If Labour members really want to vote for Ed Miliband then bully for them. Quite why they think doing so would advance their prospects of regaining power is something that’s lost on me. But if they do want to plump for Miliband Minor then at least they should do so for the correct reasons and not on the back of an utterly bogus poll.
That’s the poll that “found” that 72% of “undecided” voters would be less likely to vote Labour if its new leader decided that New Labour was still a Good Thing. Ordinarily the Guardian likes to think of itself as a serious newspaper for serious people. Lord knows why they decided that this campaign poll deserved to be treated as an objective finding. Somehow one doubts that the paper would have reported a poll sponsored by, say, Imperial Tobacco quite so credulously.
Luckily for Ed Miliband he seems to have plenty of pals at the paper. How else to explain this spin being presented as straight news? How do we know it is spin? Well, YouGov asked if respondents would be more or less likely to vote Labour at the next election if the new leader promised “not to move a millimetre from the New Labour approach followed by Tony Blair?”
In other words, it’s a question designed to elicit a negative response. That’s why Blair’s name is in the question. I doubt this is accidental.
So, amazingly, what happens is this: when you ask people if they think a politician should be just like another, widely-disliked politician then, amazingly, many people say that actually they think you shouldn’t really try and emulate the unpopular guy.

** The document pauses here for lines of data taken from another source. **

PR #141, opened 2024-01-13
Add memory-map backed file reads

DaveDuck321:
Instead of streaming reads to a buffer, let's just avoid the extra copy and let the kernel give us the correct pages. This requires that the file can be memory mapped and `stat`ed. But the API is MUCH nicer + and no dynamic allocation is required to read the entire file, the kernel just gives us whatever pages we want -- no need for an inner loop.

I ran a test program that counted digits in a 1GB file (inside a loop), this saw a 2x speedup (I'm not sure why usr time is higher tho).

Old:
```
Executed in    4.77 secs    fish           external
   usr time    1.08 secs  190.00 micros    1.08 secs
   sys time    3.68 secs  128.00 micros    3.68 secs
```

New:
```
Executed in    2.81 secs    fish           external
   usr time    2.34 secs  189.00 micros    2.34 secs
   sys time    0.46 secs  126.00 micros    0.46 secs
```

And when I don't loop:

Old:
```
Executed in  524.10 millis    fish           external
   usr time  114.61 millis    0.00 micros  114.61 millis
   sys time  407.90 millis  298.00 micros  407.60 millis
```

New:
```
Executed in  315.17 millis    fish           external
   usr time  263.26 millis  200.00 micros  263.06 millis
   sys time   50.95 millis  133.00 micros   50.82 millis
```


DaveDuck321:
Oh god. The stat stuff is gonna be hard on arm.

src/glang/lib/std/io.c3
```diff
@@ -5,46 +5,67 @@
...
     let bytes_read: isize = sys_read(file.fd, &mut buffer.data, buffer.length);
     return {&buffer.data, bytes_read};
 }
 
-function close : (file : UnbufferedFile&) -> void = {
+function close : ( file : File& ) -> void = {
     if file.fd >= 3 {
         // Don't close std{in,out,err}
-        runtime_assert(sys_close(file.fd) > 0);
+        runtime_assert(sys_close(file.fd) >= 0);
```
antroseco, line 29: Actually, does `close()` ever return `> 0`?

src/glang/lib/std/io.c3
```diff
@@ -53,13 +74,13 @@ function flush : (io : BufferedFile mut&) -> void = {
     let data_to_write : View<u8> = {&io.buffer, io.buffer_pointer};
     let string_to_write : StringView = {data_to_write};
     // UFCS where `write` takes a `T&` and we have a `T mut&`
-    (&io.underlying_file):write(data_to_write);
+    (&io.underlying):write(data_to_write);
```
antroseco, line 77: Can we do `io.underlying:write(data_to_write` now? (here and below)

src/glang/lib/std/io.c3
```diff
@@ -110,7 +121,7 @@ function puts : (str : StringView) -> int = {
     // Otherwise, it shall return EOF,
     // TODO: shall set an error indicator for the stream,
     // TODO: and errno shall be set to indicate the error.
-    return EOF();
```
antroseco, line 113: Why?

src/glang/lib/std/io.c3
```diff
@@ -81,16 +102,6 @@ function consume_length : (io : BufferedFile mut&, length : isize) -> void = {
     io.buffer_pointer += length;
 }
 
-function read : (file : BufferedFile&, buffer: Span<u8>) -> View<u8> = {
-    return file.underlying_file:read(buffer);
-}
```
antroseco, line 86: I guess we don't need this

src/glang/lib/std/sys/stat.c3
```diff
@@ -0,0 +1,47 @@
...
+    st_atim : timespec,
+    st_mtim : timespec,
+    st_ctim : timespec,
+    __glibc_reserved : isize[3],
+}
+
+function stat : ( fd : int ) -> Optional<stat_t> = {
+    // TODO: propagate the actual error code
+    mut stat_buf : stat_t;
+    let result : int = sys_fstat(fd, &reinterpret_addr<u8[&]>(&mut stat_buf));
```
antroseco, line 42: looks a bit weird to borrow `&mut` first and then `&`

src/glang/lib/std/sys/stat.c3
```diff
@@ -0,0 +1,47 @@
...
+    st_size : off_t,
+    st_blksize : blksize_t,
+    st_blocks : blkcnt_t,
+    st_atim : timespec,
+    st_mtim : timespec,
+    st_ctim : timespec,
+    __glibc_reserved : isize[3],
+}
+
+function stat : ( fd : int ) -> Optional<stat_t> = {
```
antroseco, line 39: Should we not call this `fstat`? It takes an `fd`, whilst POSIX `stat` takes a path.

src/glang/lib/std/sys/stat.c3
```diff
@@ -0,0 +1,47 @@
...
+@require_once "types.c3"
+
+// This is VERY difficult to get right. fstat takes a `stat_t` buffer BUT we
+// don't actually know the layout of `stat_t` because it depends on the kernel's
+// compile flags. POSIX just guarantees that the struct contains a minimum
+// subset of fields.
+
+// https://man7.org/linux/man-pages/man3/stat.3type.html
+// The below structs are generated via the following command:
+// echo "#include <sys/stat.h>" | g++ -xc -E -
```
antroseco, line 14: I feel like the only sane/sustainable approach here is to auto-generate code like this during bootstrap/package build time.

src/glang/lib/std/sys/types.c3
```diff
@@ -1,5 +1,15 @@
...
+typedef dev_t : u64
+typedef gid_t : id_t
+typedef id_t : u32
+typedef ino_t : u64
+typedef mode_t : u32
+typedef nlink_t : u64
 typedef off_t : isize
 typedef pid_t : int
+typedef time_t : isize
+typedef uid_t : id_t
```
antroseco, line 15: These are also platform-dependent and should be auto-generated.

src/glang/parser/parser.c3
```diff
@@ -1396,27 +1396,24 @@ function parse_next_top_level_feature : (cursor : Cursor mut&) -> TopLevelFeatur
...
-    mut allocator : Allocator = initialize_allocator();
-    mut file_contents : Vector<u8> = make<Vector<u8>>(&mut allocator);
-
     // 1) Read the entire file
-    {
-        mut read_buffer : u8[1024];
+    let file_to_parse : CString = {&argv[1]};
+    let file : Optional<File> = open(file_to_parse, O_RDONLY());
+    if !file:has_value() {
+        printf(sv("Error: could not open file '%'"), make<StringView>(file_to_parse));
```
antroseco, line 1403: Should add formatting support to `Cstring` at some point

src/glang/parser/parser.c3
```diff
@@ -1437,8 +1434,5 @@ function main : (argc: int, argv: u8[&][&]) -> int = {
         json_output:write_json_value(&program);
         json_output:close();
     }
-
-    // 4) Cleanup
-    file_contents:deallocate();
```
antroseco, line 1442: Still need to call `unmap`, right?

antroseco (commented):
Super cool!

We'll need a way to auto-generate the platform-specific code, but that's outside the scope of this PR.

src/glang/parser/parser.c3
DaveDuck321: Added! Which is kinda funny when we're leaking literal the entire allocator

src/glang/lib/std/sys/types.c3
DaveDuck321: I've removed these for now. I'm trying to take stat directly from the kernel implementation instead.

src/glang/lib/std/sys/stat.c3
DaveDuck321: Yeah, I was thinking of that... The problem is libc doesn't actually need to match the syscall's memory layout... We'd need to peek into the kernel source to autogenerate.

src/glang/lib/std/sys/stat.c3
DaveDuck321: Ahhh good spot... But we have function overloading, no need to encode the type into the signature :upside_down_face:.

src/glang/lib/std/sys/stat.c3
DaveDuck321: I didn't like it either. I've moved this into `syscalls.c3` to remove one of the casts. This seems like a good idea since the struct layout is already part of the syscall.

src/glang/lib/std/io.c3
DaveDuck321: Hmm, yeah. Maybe this should be a separate commit. It felt like posix was leaking into one of our non-posix headers.

src/glang/lib/std/io.c3
DaveDuck321: ooo, I forgot about this :heart_eyes:

src/glang/lib/std/io.c3
DaveDuck321: It doesn't... Guess we just weren't calling it before hmmm

src/glang/lib/std/io.c3
DaveDuck321: Yeah + it was a bit misleading since it didn't actually buffer the read. :smile:

DaveDuck321:
Yay, arm works.
x86 and x86_64 share kernel headers. Arm and Arm64 don't tho.
libc does whatever it wants and misuses the api so hard that linux `newstatat` has more libc workarounds than code.

DaveDuck321:
I ran a few benchmarks. We now beat the c++ standard library on my computer!! Also interestingly, c++ performs very poorly until we start writing non-ergonomic code. I benchmarked the closer test using a warmup of 5, c++ loses by >10%.

```c++
#include <iostream>
#include <fstream>

int main () {
    std::ifstream infile("test_file.txt");

    size_t sum_of_ones = 0;
    while (infile) {
        char next_char = infile.get();
        if (next_char == '1') {
            sum_of_ones += 1;
        }
    }
    std::cout << "Sum of ones: " << sum_of_ones << std::endl;
    return 0;
}

/*
________________________________________________________
Executed in    3.38 secs    fish           external
   usr time    3.28 secs    0.00 micros    3.28 secs
   sys time    0.09 secs  356.00 micros    0.09 secs
*/
```

```c++
#include <iostream>
#include <fstream>
#include <span>

int main () {
    std::ifstream infile ("test_file.txt");
    infile.seekg(0, std::ios::end);
    const auto size = infile.tellg();
    const auto content = new char [size];
    infile.seekg(0, std::ios::beg);
    infile.read (content, size);
    infile.close();

    size_t sum_of_ones = 0;
    for (char next_char : std::span(content, size)) {
        if (next_char == '1') {
            sum_of_ones+=1;
        }
    }
    delete[] content;

    std::cout << "Sum of ones: " << sum_of_ones << std::endl;
    return 0;
}

/*
________________________________________________________
Executed in  624.55 millis    fish           external
   usr time  252.46 millis    0.00 micros  252.46 millis
   sys time  370.45 millis  303.00 micros  370.15 millis
*/
```

```c++
#include <cstddef>
#include <iostream>
#include <fstream>
#include <span>

int main () {
    std::ifstream infile ("test_file.txt");
    char buffer[1024];

    size_t sum_of_ones = 0;
    while (infile) {
        infile.read(buffer, 1024);
        for (char next_char : std::span(buffer, infile.gcount())) {
            if (next_char == '1') {
                sum_of_ones += 1;
            }
        }
    }

    std::cout << "Sum of ones: " << sum_of_ones << std::endl;
    return 0;
}

/*
329.9 ms ±   2.0 ms    [User: 218.4 ms, System: 110.5 ms]
________________________________________________________
Executed in  356.63 millis    fish           external
   usr time  241.10 millis  203.00 micros  240.90 millis
   sys time  114.59 millis  122.00 micros  114.47 millis
*/
```

```rust
@require_once "std/io.c3"
@require_once "std/format.c3"

function main : () -> int = {
    let maybe_file: Optional<File> = open(make<CString>("test_file.txt\0"), O_RDONLY());
    let file: File& = &maybe_file:data();

    let data : Optional<MappedFile> = file:read();
    if !data:has_value() {
        print(sv("Failed to read file"));
        return 1;
    }
    let mapping : MappedFile& = &data:data();
    file:close();

    mut sum_of_ones : isize = 0;
    for char in mapping.buffer:get_iter() {
        if char == char("1") {
            sum_of_ones += 1;
        }
    }
    mapping:unmap();

    print(sum_of_ones);
    return 0;
}

/*
291.4 ms ±   5.7 ms    [User: 236.7 ms, System: 53.8 ms]
________________________________________________________
Executed in  311.81 millis    fish           external
   usr time  270.65 millis    0.00 micros  270.65 millis
   sys time   40.27 millis  328.00 micros   39.95 millis
*/

```

src/glang/parser/parser.c3
antroseco: We'll get there :)

src/glang/lib/std/sys/stat.c3
antroseco: Fair enough, I'll accept that

src/glang/lib/std/sys/stat.c3
antroseco: That's fine - I don't think getting the kernel headers is any harder than the libc headers

src/glang/lib/std/io.c3
antroseco: Oops!

src/glang/lib/std/io.c3
antroseco: Yeah I wrote `puts` based on POSIX. Still not sure whether we should provide a POSIX-like API or not

src/glang/lib/std/io.c3
antroseco: As you'd expect ;)

src/glang/lib/std/aarch64_linux/sys/kstat.c3
```diff
@@ -1,21 +1,23 @@
-// https://elixir.bootlin.com/linux/latest/source/arch/arm/include/uapi/asm/stat.h
+// https://elixir.bootlin.com/linux/latest/source/include/uapi/asm-generic/stat.h
```
antroseco, line 1:
```
 * Everybody gets this wrong and has to stick with it for all
 * eternity. Hopefully, this version gets used by new architectures
 * so they don't fall into the same traps.
```

:rocket:

antroseco (approved):

antroseco:
> I ran a few benchmarks. We now beat the c++ standard library on my computer!! Also interestingly, c++ performs very poorly until we start writing non-ergonomic code. I benchmarked the closer test using a warmup of 5, c++ loses by >10%.

Damn, nice. Some very interesting results.

Good to see that we're doing something right :)

Also, can I suggest https://github.com/sharkdp/hyperfine for benchmarks like this - it's pretty cool

DaveDuck321:
> Also, can I suggest https://github.com/sharkdp/hyperfine for benchmarks like this - it's pretty cool

Lol, we found the same library. My warmup was the `--warmup` argument. Hyperfine gave the statistics above the unix time :smile:.

antroseco:
> > Also, can I suggest [sharkdp/hyperfine](https://github.com/sharkdp/hyperfine) for benchmarks like this - it's pretty cool
> 
> Lol, we found the same library. My warmup was the `--warmup` argument. Hyperfine gave the statistics above the unix time 😄.

Ah, nice!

A bogus poll, then, that tells one precisely nothing about what voters really think. (Another sign it’s bogus: apparently all of Ed Miliband’s “ideas” are more popular, according to this poll, than anyone else’s. Fancy that!)
Event the striking 72% figure is, essentially, nonsense:
Nine per cent of respondents said that this approach would make them more likely to vote Labour, 23% said it would make them less likely to vote Labour and the rest said it would make no difference – either because they definitely would or would not vote Labour anyway, or because they did not know.
Taking out the figures for decided voters and don’t knows, the figures show that 72% of uncommitted voters would be less likely to back a Labour leader following the Blair line.
No it doesn’t. It “shows” that only 23% definitely (even after being asked a leading question) would be less likely to vote Labour. The Guardian – prompted presumably by the Miliband campaign – appear to have made a number of entirely unwarranted assumptions about undecided or indifferent voters.
Still, grant Miliband Minor this: he’s learnt from PR companies who are experts at producing nonsense surveys and polls and persuading lazy newspapers to treat these “findings” as news.